Data excerpts →
PR #1847, opened 2023-11-07
Update link to not use /latest

JeffersGlass:
Our main `README.md` on here was still telling folks to use `/latest`. This PR changes that to specify using `https://pyscript.net/releases/2023.11.1/core.js` instead. To be merged... right before we release? @ntoll


fpliger (approved):
lgtm. Feel free to merge :)

(that said, I think "try pyscript" should also refer to a live example on pyscript.com that can be used to experiment without too much friction from users... but that's for a follow up PR ;) )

What the task requires →
This exercise requires the number of lines in the entries holding the word "pyscript", written alone.

Answer for the task →
2